You won't need rubber grips on your Bisley.  That being said, the shape of the grip panels make a very noticeable difference to me.  Here's a pic of one of my Bisleys - notice how the grip is thicker in the palm area.  This is a 475 Linebaugh and I can blow through a box of bullets without too much pain.


----------



## Boot (Oct 16, 2012)

Try a set of houge laminated grips. They come in alot of colors, mine are camo. They are huge from the factory, just sand them down to fit your hand and your preference. When finished, furniture polish or mink oil boot treatment will bring the finish back to perfect. You get a much better grip than the ruger factory provides, and avoid having an ugly rubber grip on a fine pistol.


----------



## kweidner (Oct 18, 2012)

I have the pach.  Hate how they look but love how they feel on my SBH.  covers backstrap and I can get whole hand on the gun.   Factory grips left not enough room for my pinky.   Full house loads are easy to shoot all day.  Still has a bit of muzzle flip though.


----------



## Davem (Oct 18, 2012)

Arokcrwlr is on the right track, the best way to soften recoil is to have more grip bearing against the web of your hand- in short- a wider grip. It doesn't have to be oversized in any other direction.


----------



## Wiskey_33 (Oct 30, 2012)

My problem isn't "too much recoil". It's when my hand/palm is sweaty and the pistol wants to roll too much.

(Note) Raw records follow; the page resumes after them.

PR #1576, opened 2026-02-23
Maintenance optimization

### LINKED ISSUE #1003: Add optimization for planned generator maintenance (outage)
A subset of power plants has to undergo maintenance once a year, but **when** is an endogenous decision. The decision is **when** and **which** asset undergoes maintenance, and the duration is fixed to something like X timesteps. This feature is particularly useful for better dispatch modelling and CEM modelling where a "typical" summer capacity reduction is not feasible because the model captures multiple latitudes. 

Some variables (e.g. "planned maintenance duration as a fraction of time steps") and constraints (= active, if the variable is non-zero) could be added to PyPSA such that the optimization will optimize when the maintenance (outage) takes place. 

The LP and MILP formulations are possible. @Irieo had experience with the latter. 
Here is an inspiration of how it could work as LP formulation:
image
image
image

We will eventually test this & then contribute it if successful within the following year.

Update (other examples):
- GridPath has linear and binary [retirement and expansion](https://gridpath.readthedocs.io/en/latest/functionality.html#module-gridpath.project.capacity.capacity_types.gen_ret_lin)

FabianHofmann:
Closes #1003

Add maintenance scheduling optimization for `Generator`, `Link` and `Process` components. PyPSA now co-optimizes when to schedule maintenance windows, see #1003 for the motivation.

Maintenance is configured per asset with `maintainable=True`, `maintenance_duration` (elapsed time per event in units of `snapshot_weightings.generators`), `maintenance_events` (required number of events per horizon) and `maintenance_pu` (share of the asset taken out).

**Formulation** (reworked following the review):

- Only the maintenance start variable $ms_t \in \{0,1\}$ is binary; the maintenance status $m_t \in [0,1]$ is continuous with integrality implied.
- A single window-coverage equality $m_t = \sum_{t':\, t \in \text{cov}(t')} ms_{t'}$ enforces contiguity, non-overlap (via $m \le 1$) and integrality of $m$ in one go.
- Coverage windows are precomputed per potential start snapshot as the minimal run of consecutive snapshots whose weightings accumulate to at least `maintenance_duration` (round-up semantics: each event lasts at least the requested elapsed time). With this, the former total-duration constraint is implied and dropped; only the event count $\sum_t ms_t = E$ remains.
- Starts whose window would run past the horizon or span snapshots in which the asset is inactive (multi-investment periods) are forbidden.
- For extendable assets, the bilinearity $\hat{p} \cdot m$ is linearized **exactly** with a McCormick envelope, since $m$ only takes integral values. The auxiliary variable is internal and not written to network outputs. This requires a finite `p_nom_max`, enforced by a consistency check.

Going one step beyond the review suggestion (which proposed snapshot counting as in unit commitment), `maintenance_duration` honors snapshot weightings, consistent with the planned direction of making unit commitment weighting-aware as well.

**For the reviewer:**
There is an example notebook (`docs/examples/maintenance-scheduling.ipynb`) explaining the feature. We might not pull this in later, but it serves as a good entry point into the topic.

**Open questions:**

- Do we want to make `maintainable` an official attribute or derive it solely from a non-NaN `maintenance_duration`?
- Committable + maintenance interplay: the current dispatch bounds effectively force `status=1` while in maintenance (documented as a caveat). A clean decoupling via $u_t + m_t \le 1$ is exact only for `maintenance_pu=1`; fractional maintenance on a committed unit needs a design decision.

## Checklist


pypsa/data/component_attrs/generators.csv
```diff
@@ -29,6 +29,10 @@ discount_rate,float,per unit,NaN,"Discount rate for annuity calculation when usi
 fom_cost,float,currency/MW,0,"Fixed period operation and maintenance costs per MW, added to annuitized investment cost.",Input (optional)
 efficiency,static or series,per unit,1,"Ratio output and primary energy carrier input (e.g. 0.4 MWh~elec~/MWh~fuel~). This is required for global constraints on primary energy in optimization.",Input (optional)
 committable,boolean,n/a,False,Apply unit commitment constraints.,Input (optional)
+maintainable,boolean,n/a,False,Apply maintenance scheduling constraints.,Input (optional)
+maintenance_duration,int,snapshots,0,Consecutive snapshots per maintenance event. Only if `maintainable=True`.,Input (optional)
+maintenance_pu,float,per unit,1.0,Fraction of capacity unavailable during maintenance (0-1). Only if `maintainable=True`.,Input (optional)
+maintenance_events,int,n/a,1,Number of maintenance events per optimization horizon. Only if `maintainable=True`.,Input (optional)
```
fneum:
```suggestion
maintenance_events,int,n/a,1,Number of required maintenance events per optimization horizon. Only if `maintainable=True`.,Input (optional)
```

pypsa/data/component_attrs/generators.csv
```diff
@@ -29,6 +29,10 @@ discount_rate,float,per unit,NaN,"Discount rate for annuity calculation when usi
 fom_cost,float,currency/MW,0,"Fixed period operation and maintenance costs per MW, added to annuitized investment cost.",Input (optional)
 efficiency,static or series,per unit,1,"Ratio output and primary energy carrier input (e.g. 0.4 MWh~elec~/MWh~fuel~). This is required for global constraints on primary energy in optimization.",Input (optional)
 committable,boolean,n/a,False,Apply unit commitment constraints.,Input (optional)
+maintainable,boolean,n/a,False,Apply maintenance scheduling constraints.,Input (optional)
+maintenance_duration,int,snapshots,0,Consecutive snapshots per maintenance event. Only if `maintainable=True`.,Input (optional)
+maintenance_pu,float,per unit,1.0,Fraction of capacity unavailable during maintenance (0-1). Only if `maintainable=True`.,Input (optional)
```
fneum, line 34: Maybe you already thought about it: Why not just `maintenance_p_max_pu` and implement it as fraction of capacity *available* during maintenance?

The name `maintenance_pu` is sweet and short, but perhaps not very clear on what the per-unit refers to.

I can imagine both ways, just maybe worth discussing briefly.

pypsa/data/component_attrs/generators.csv
```diff
@@ -29,6 +29,10 @@ discount_rate,float,per unit,NaN,"Discount rate for annuity calculation when usi
 fom_cost,float,currency/MW,0,"Fixed period operation and maintenance costs per MW, added to annuitized investment cost.",Input (optional)
 efficiency,static or series,per unit,1,"Ratio output and primary energy carrier input (e.g. 0.4 MWh~elec~/MWh~fuel~). This is required for global constraints on primary energy in optimization.",Input (optional)
 committable,boolean,n/a,False,Apply unit commitment constraints.,Input (optional)
+maintainable,boolean,n/a,False,Apply maintenance scheduling constraints.,Input (optional)
+maintenance_duration,int,snapshots,0,Consecutive snapshots per maintenance event. Only if `maintainable=True`.,Input (optional)
```
fneum:
```suggestion
maintenance_duration,int,snapshots,0,Consecutive snapshots per maintenance event during which capacity reduction is applied. Only if `maintainable=True`.,Input (optional)
```

docs/user-guide/optimization/maintenance-scheduling.md
```diff
@@ -0,0 +1,167 @@
...
+
+$$m_{*,t} \leq \sum_{t'=t-d+1}^{t} ms_{*,t'}$$
+
+Constraint name: `*-maint-duration`
+
+## Horizon Restriction
+
+Maintenance cannot start in the last $d-1$ snapshots (to ensure there are enough remaining snapshots to complete the maintenance block):
+
+$$\sum_{t \in \text{last}(d-1)} ms_{*,t} \leq 0$$
```
fneum: Why not just?:

$ms_{*,t} = 0 \forall t \in \text{last}(d-1)$

Cannot start maintenance in last d-1 snapshots. Avoids dense sum.

docs/user-guide/optimization/maintenance-scheduling.md
```diff
@@ -0,0 +1,167 @@
+<!--
+SPDX-FileCopyrightText: PyPSA Contributors
+
+SPDX-License-Identifier: CC-BY-4.0
+-->
+
+# Maintenance Scheduling
+
+Maintenance scheduling constraints are implemented for the [`Generator`][pypsa.components.Generators] and [`Link`][pypsa.components.Links]
```
fneum: What about `Process`?

docs/user-guide/optimization/maintenance-scheduling.md
```diff
@@ -0,0 +1,167 @@
...
+
+### Committable Components
+
+When combined with unit commitment (`committable=True`), the dispatch bounds incorporate both the commitment status $u$ and the maintenance status $m$:
+
+=== "Generator (fixed capacity)"
+
+    | Constraint | Name |
+    |-------------------|------------------|
+    | $g_{n,s,t} \geq \underline{g}_{n,s,t} \cdot \hat{g}_{n,s} \cdot u_{n,s,t} - \underline{g}_{n,s,t} \cdot \hat{g}_{n,s} \cdot \alpha_{n,s} \cdot m_{n,s,t}$ | `Generator-com-p-lower` |
```
fneum: This can go negative if $u_{n,s,t} = 0$ and $m_{n,s,t}=1$. Is the dispatch bounded to 0 elsewhere?

docs/user-guide/optimization/maintenance-scheduling.md
```diff
@@ -0,0 +1,167 @@
...
+
+Constraint name: `*-maint-event-count`
+
+## Total Duration
+
+The total weighted time in maintenance equals the duration per event $d$ times the number of events $E$, where $w_t$ are the snapshot weightings:
+
+$$\sum_{t} w_t \cdot m_{*,t} = d \cdot E$$
+
+Constraint name: `*-maint-total-duration`
```
fneum: Isn't this already implied through the other constraints (i.e. the window constraint below)? I think this can be dropped because both the number of maintenance starts and their duration is known.

If we follow the rest of unit commitment, we do not take into account of $w_t$ but just the number of snapshots (as component documentation also states).

docs/user-guide/optimization/maintenance-scheduling.md
```diff
@@ -0,0 +1,167 @@
...
+SPDX-FileCopyrightText: PyPSA Contributors
+
+SPDX-License-Identifier: CC-BY-4.0
+-->
+
+# Maintenance Scheduling
+
+Maintenance scheduling constraints are implemented for the [`Generator`][pypsa.components.Generators] and [`Link`][pypsa.components.Links]
+components. For components marked as `maintainable=True`, new binary maintenance variables
+$m_{*,t} \in \{0,1\}$ are introduced, which indicate whether the component is
```
fneum: My change suggestions below build on redefining $m$ as continuous:

$m_{*,t} \in \[0,1\]$

and only the start points $ms$ as binary

$ms_{*,t} \in \{0,1\}$

The integrality of $m_{*,t}$ is implied through $ms$, bounds and (adapted) contiguity constraint.

docs/user-guide/optimization/maintenance-scheduling.md
```diff
@@ -0,0 +1,167 @@
...
+
+$$\sum_{t} w_t \cdot m_{*,t} = d \cdot E$$
+
+Constraint name: `*-maint-total-duration`
+
+## Contiguity
+
+Each maintenance snapshot must be covered by a maintenance start event within the previous $d$ snapshots, enforcing contiguous maintenance blocks:
+
+$$m_{*,t} \leq \sum_{t'=t-d+1}^{t} ms_{*,t'}$$
```
fneum: This version ensures contiguity, non-overlap and integrality of $m$ in one go:

$$m_{...,t} - \sum_{t'=t-d+1}^{t}  ms_{...,t'} = 0$$

No further constraints such as 

$$\sum_{t'=t-d+1}^{t}  ms_{...,t'} \leq 1 $$

required.

Maximum one maintenance start in each window.

docs/user-guide/optimization/maintenance-scheduling.md
```diff
@@ -0,0 +1,167 @@
...
+
+The McCormick envelope bounds on $z$ are:
+
+| Constraint | Name |
+|-------------------|------------------|
+| $z_{*,t} \leq \hat{g}_{*}$ | `*-maintcap_upper` |
+| $z_{*,t} \leq \hat{g}^{\max}_{*} \cdot m_{*,t}$ | `*-maintcap_upper_nommax` |
+| $z_{*,t} \geq \hat{g}_{*} + \hat{g}^{\max}_{*} \cdot m_{*,t} - \hat{g}^{\max}_{*}$ | `*-maintcap_lower_nommax` |
+
+Together with $z \geq 0$, these form the convex hull of $z = \hat{g} \cdot m$ for $m \in \{0,1\}$ and $0 \leq \hat{g} \leq \hat{g}^{\max}$.
```
fneum: How do we know this relaxation is good enough?

docs/user-guide/optimization/maintenance-scheduling.md
```diff
@@ -0,0 +1,167 @@
...
+??? note "Mapping of symbols to component attributes"
+
+    === "Generator"
+
+        | Symbol | Attribute | Type |
+        |-------------------|-----------|-------------|
+        | $g_{n,s,t}$       | `n.generators_t.p` | Decision variable |
+        | $m_{n,s,t}$       | `n.generators_t.maintenance` | Decision variable |
+        | $ms_{n,s,t}$      | `n.generators_t.maintenance_start` | Decision variable |
+        | $z_{n,s,t}$       | `n.generators_t.maintenance_capacity` | Decision variable |
```
fneum: Should this perhaps just be a 'hidden' auxiliary variable? Not sure.

pypsa/optimization/variables.py
```diff
@@ -199,6 +199,95 @@ def define_shut_down_variables(
...
+    """
+    c = n.c[c_name]
+    maint_i = c.maintainables.difference(c.inactive_assets)
+
+    if maint_i.empty:
+        return
+
+    active = c.da.active.sel(name=maint_i, snapshot=sns)
+    n.model.add_variables(
+        coords=active.coords, name=f"{c.name}-maintenance", mask=active, binary=True
```
fneum: See suggestion in user guide to make this `binary=False`, but requires bounds of [0,1]

fneum (changes requested):
I like the implementation as part of the least-cost optimisation and the documentation was pretty clear. One would build on top later some reserve constraints that limit decision freedoms of generators going into maintenance.

I think one can do some rewiring of variables and constraints to simplify and minimise the computational impact and number of binary variables.

In particular, keeping only the event start as binary variable, dropping the event duration constraint, and reformulating the contiguity constraint so that it captures both contiguity and non-overlap.

pypsa/data/component_attrs/generators.csv
fneum: After having reviewed the rest of the code, I like the current implementation.

fneum:
Ah, and I briefly thought about whether the maintenance optimisation could be integrated with the committable `status` variable, i.e. constraints on `status=0` number of events with given lengths. But that doesn't allow for fractional maintenance.

MaykThewessen:
Hi @FabianHofmann — just opened #1697 (draft) for a small helper handling **deterministic, user-supplied outage schedules** (write known windows into `p_max_pu_t` / `p_min_pu_t` pre-solve, no variables added). Issue #1696 explains the scope and why I think it's orthogonal to the MILP maintenance-optimization work here rather than a subset — different lifecycle, different sub-package (`pypsa.utils` vs `pypsa.optimization`), and the use cases are mostly historical replay / ENTSO-E unavailability records where the windows are known a priori. Happy to fold into a single PR or module if you'd prefer one entry point for everything outage-related; otherwise I'd welcome your sign-off on the orthogonality call so #1697 can move ahead independently. No rush.

FabianHofmann:
@fneum your reformulation idea was great and worked out! It was missing the snapshot weighting but it should be solid now (I would rather follow the convention of elapsed time when we talk about duration - UC min/up time is still an exception that we should fix). 

- About the "relaxation": it is not really a relaxation in that sense since we are applying it on $m$ which is bound by 0 and 1. The docs is updated and make it clearer. 
- the `maintenance_capacity` is no longer written to the network outputs.
- Processes are now supported as well


I still need to figure out the connection to shut down generators in UC. doing that now

FabianHofmann:
@fneum I prepared a notebook for showcasing the features. run it with 

```
gh pr checkout 1576
uv run jupyter notebook docs/examples/maintenance-scheduling.ipynb
```

would be nice to pull this in soon :)

docs/examples/maintenance-scheduling.ipynb
```diff
@@ -0,0 +1,827 @@
...
+    "\n",
+    "plt.tight_layout()"
+   ]
+  },
+  {
+   "cell_type": "markdown",
+   "id": "c2d19c2a",
+   "metadata": {},
+   "source": [
+    "!!! note\n",
```
lkstrp: This doesn't render

docs/examples/maintenance-scheduling.ipynb
```diff
@@ -0,0 +1,827 @@
...
+   ]
+  },
+  {
+   "cell_type": "markdown",
+   "id": "cab44da6",
+   "metadata": {},
+   "source": [
+    "## Links and Processes\n",
+    "\n",
+    "The same attributes (`maintainable`, `maintenance_duration`, `maintenance_pu`, `maintenance_events`) apply to [`Link`][pypsa.components.Links] and [`Process`][pypsa.components.Processes] components, where the identical formulation constrains their power flow $p$. The `Process` component follows the same formulation as the `Link`. See the [user guide](../../user-guide/optimization/maintenance-scheduling.md) for the full mathematical description."
```
lkstrp: Links to other components are broken

docs/user-guide/optimization/maintenance-scheduling.md
```diff
@@ -0,0 +1,219 @@
...
+
+    | Constraint | Name |
+    |-------------------|------------------|
+    | $g_{n,s,t} \geq \underline{g}_{n,s,t} \cdot \hat{g}_{n,s} \cdot (u_{n,s,t} - \alpha_{n,s} \cdot w_{n,s,t})$ | `Generator-com-p-lower` |
+    | $g_{n,s,t} \leq \bar{g}_{n,s,t} \cdot \hat{g}_{n,s} \cdot (u_{n,s,t} - \alpha_{n,s} \cdot w_{n,s,t})$ | `Generator-com-p-upper` |
+    | $w_{n,s,t} \leq u_{n,s,t}$ | `Generator-maint-status-le-status` |
+    | $w_{n,s,t} \leq m_{n,s,t}$ | `Generator-maint-status-le-maint` |
+    | $w_{n,s,t} \geq u_{n,s,t} + m_{n,s,t} - 1$ | `Generator-maint-status-lb` |
+
+    Together with $w \geq 0$, these McCormick inequalities give $w = u \cdot m$ exactly, since $m$ is binary. This holds for binary status (standard unit commitment) and for the relaxed continuous status of `linearized_unit_commitment=True`. The auxiliary variable $w$ is internal and not written to the network outputs.
```
lkstrp: $ms$ is binary, $m$ is not? And $w$ is also already used for snapshot weightings, this confuses my overstretched brain

docs/user-guide/optimization/maintenance-scheduling.md
```diff
@@ -0,0 +1,219 @@
...
+
+Maintenance cannot start where the coverage window does not fit, i.e. where the
+remaining weighted horizon is shorter than $d$ or where the window would span
+snapshots in which the component is inactive:
+
+$$ms_{*,t'} = 0 \quad \forall t' : \text{cov}(t') \text{ incomplete or partially inactive}$$
+
+Constraint name: `*-maint-start-horizon`
+
+These constraints are defined in the functions `define_maintenance_variables()`, `define_maintenance_start_variables()`, `define_maintenance_capacity_variables()`, and `define_maintenance_constraints()`.
```
lkstrp: There is one missing here, I am not even sure if we should mention them. Those are not exposed in the API, so I would drop the full line. If a user dives into code, they will manage with just the docstrings. And Bryn is coming anyway

docs/user-guide/optimization/maintenance-scheduling.md
```diff
@@ -0,0 +1,219 @@
...
+        | $w_{l,t}$         | internal, not written to outputs  | Decision variable |
+        | $z_{l,t}$         | internal, not written to outputs  | Decision variable |
+        | $\hat{f}_{l}$     | `n.links.p_nom`  | Parameter |
+        | $\hat{f}^{\min}_{l}$ | `n.links.p_nom_min` | Parameter |
+        | $\hat{f}^{\max}_{l}$ | `n.links.p_nom_max` | Parameter |
+        | $\underline{f}_{l,t}$| `n.links_t.p_min_pu`  | Parameter |
+        | $\bar{f}_{l,t}$   | `n.links_t.p_max_pu`  | Parameter |
+        | $\alpha_{l}$      | `n.links.maintenance_pu`  | Parameter |
+        | $d$               | `n.links.maintenance_duration`  | Parameter |
+        | $E$               | `n.links.maintenance_events`  | Parameter |
```
lkstrp, line 209: Processes are missing here. I guess that's our fault of holding it back that long, probably worth to send an agent to find all missing processes refs, also in example notebook

pypsa/components/components.py
```diff
@@ -907,6 +907,26 @@ def committables(self) -> pd.Index:
...
+    def maintainables(self) -> pd.Index:
+        """Get the index of maintainable elements of this component.
+
+        Returns
+        -------
+        pd.Index
+            Single-level index of maintainable elements.
+
+        """
+        if "maintainable" not in self.static:
```
lkstrp, line 920: Shouldn't instead this just be available for Generators, Links, Processes? The rest is not maintainable. It also referes to #1665, I am pretty sure if you remove it we run into problems in the constraint functions again since those are also looping components which are not touched. But this also applies for the other methods in here. Fine to keep for now

EDIT: Nevermind, if I look at constraint code this will complicate things way too much

pypsa/optimization/constraints.py
```diff
@@ -599,6 +719,123 @@ def define_operational_constraints_for_committables(
...
+        z = n.model[f"{c.name}-maintenance_capacity"].sel(name=maint_ext_i)
+        active_me = active.sel(name=maint_ext_i)
+
+        n.model.add_constraints(
+            z + p_nom_min <= p_nom + p_nom_min * m,
+            name=f"{c.name}-maintcap_upper",
+            mask=active_me,
+        )
+        n.model.add_constraints(
+            z <= p_nom_max * m,
```
lkstrp, line 821: `p_nom_max` defaults `inf` here which leads to `inf` constraints. This is checked by the consistency checks, but just logged, so most likely ignored. Highs is than declining to solve something, and still returns `ok`. Should the consistency check just be strict as default? 

``` python
import pypsa

n = pypsa.Network()
n.set_snapshots(range(2))
n.add("Bus", "b")
n.add("Generator", "g", bus="b", p_nom_extendable=True, capital_cost=1,
      maintainable=True, maintenance_duration=1)  # p_nom_max defaults to inf
n.add("Generator", "backup", bus="b", p_nom=100, marginal_cost=50)
n.add("Load", "l", bus="b", p_set=50)

print("status   :", n.optimize())                            # ('ok', 'unknown')
print("objective:", n.objective)                             # 0.0
print("generated:", n.c.generators.dynamic.p.sum(axis=1).values, "vs load 50")
```

pypsa/optimization/optimize.py
```diff
@@ -697,6 +702,10 @@ def create_model(
             define_status_variables(n, sns, c, linearized_unit_commitment)
             define_start_up_variables(n, sns, c, linearized_unit_commitment)
             define_shut_down_variables(n, sns, c, linearized_unit_commitment)
+            define_maintenance_variables(n, sns, c)
```
lkstrp, line 705: As already mentioned above, should we not just start calling them on the components for which they matter? EDIT: as above, never mind

test/test_lopf_maintenance.py
```diff
@@ -0,0 +1,703 @@
...
+    n.add("Load", "load", bus="bus", p_set=load)
+
+    status = n.optimize()
+    assert status[0] == "ok"
+
+    maint = n.c.generators.dynamic.maintenance["gen"].values > 0.5
+    weights = n.snapshot_weightings.generators.values
+    assert weights[maint].sum() >= 3
+    assert set(np.where(maint)[0]) <= set(range(5, 10))
+    assert maint.sum() == 3
```
lkstrp: There is no test with active attribute in here, you think that's worth to add?

lkstrp (commented):
I like this quite a lot! And thanks for the fantastic example notebook!

Next to all the comments one question: Having multiple `maintenance_events`, doesn't allow me to have different `maintenance_durations` per event. We don't do that because it will not be needed or the API get's too tricky? I guess the formulation should be fine? Not voting for it, just curious.

pypsa/optimization/constraints.py
FabianHofmann: good one, will do that!

docs/user-guide/optimization/maintenance-scheduling.md
FabianHofmann: yeah, let's remove that

docs/user-guide/optimization/maintenance-scheduling.md
```diff
@@ -0,0 +1,219 @@
...
+and [`Process`][pypsa.components.Processes] components. The `Process` component follows the same formulation as the `Link`,
+applied to its internal power $p$. For components marked as `maintainable=True`, two new variables are
+introduced: binary maintenance start variables $ms_{*,t} \in \{0,1\}$, indicating
+that a maintenance event begins in snapshot $t$, and continuous maintenance status
+variables $m_{*,t} \in [0,1]$, indicating whether the component is undergoing
+maintenance (1) or available (0). The integrality of $m$ is implied through the
+window coverage equality below, so only $ms$ enters the model as a binary. This
+turns the model into a mixed-integer linear programme (MILP).
+
+## Dispatch Coupling
```
fneum: I would consider moving this section towards the end of the page, mainly because the (necessarily) complicated setup with McCormick and Big-M comes quite early here before the main maintenance scheduling constraints are defined.

I would also name it "Effect on Dispatch Limits" so it's closer the "Dispatch Limits" section in optimisation user guide.

docs/user-guide/optimization/maintenance-scheduling.md
```diff
@@ -0,0 +1,219 @@
+<!--
+SPDX-FileCopyrightText: PyPSA Contributors
+
+SPDX-License-Identifier: CC-BY-4.0
+-->
+
+# Maintenance Scheduling
```
fneum, line 7: I would really like it if we could link this formulation up with 1-2 canonical literature/textbook references (as we do for unit commitment and stochastic optimisation).

Perhaps the following get kind-of close:

- Andrade (2025) On the tightness of linear relaxations of alternative mixed integer programming formulations for the generator maintenance scheduling problem https://arxiv.org/abs/2502.08855 - formulation 6/7 in review

- Fabrice Fourcade, Ellis Johnson, Mourad Bara, Philippe Cortey-Dumont,
Optimizing nuclear power plant refueling with mixed-integer programming,
European Journal of Operational Research, Volume 97, Issue 2,
1997, Pages 269-280, ISSN 0377-2217, https://doi.org/10.1016/S0377-2217(96)00197-X. - multiple maintenance events

- J. F. Dopazo and H. M. Merrill, "Optimal generator maintenance scheduling using integer programming," in IEEE Transactions on Power Apparatus and Systems, vol. 94, no. 5, pp. 1537-1545, Sept. 1975, https://doi.org/10.1109/T-PAS.1975.31996. - very original from 1975

fneum (approved):
Very nice! The math is quite elegant now (and I am happy you went through all the more complicated cases of committable and extendable components).

Also docs and example are excellent (and @lkstrp already mentioned the finishing touches regarding rendering an `Process` component).

I had two comments on perhaps A) reordering the subsections in the user guide and B) finding 1-2 canonical literature references to link elements of the PyPSA formulation to. The *generator maintenance scheduling* is quite a standard term in OR literature.

docs/user-guide/optimization/maintenance-scheduling.md
FabianHofmann: wonderful stuff thanks. I guess I should have looked at these earlier. from what I see, they pretty much cover the functionality as we implemented it. done.

test/test_lopf_maintenance.py
FabianHofmann: worth it. done and passes

docs/user-guide/optimization/maintenance-scheduling.md
FabianHofmann: done

docs/user-guide/optimization/maintenance-scheduling.md
FabianHofmann: you are totally right, I used `v` no for te maintenance status

FabianHofmann:
@fneum and @lkstrp thanks for the reviews. I addressed everything, the doc structure improved by the suggestions of you. I'll wait to see if it renders correctly and then merge this in

lkstrp (approved):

I like the factory grips, but the Hogues will certainly be on my short list for woods carry. 5.5" SBH 44 MAG.


----------



## Michael F. Gray (Nov 2, 2012)

I have no difficulty with .44 magnum rounds in my .44 Ruger Super Blackhawk with Magnaport's Predator Package. It's much more pleasant with .44 special loads, and I purchased some old stock .44 Russian ammo that works fine. I use the magnum loads only for Bear Back up.


----------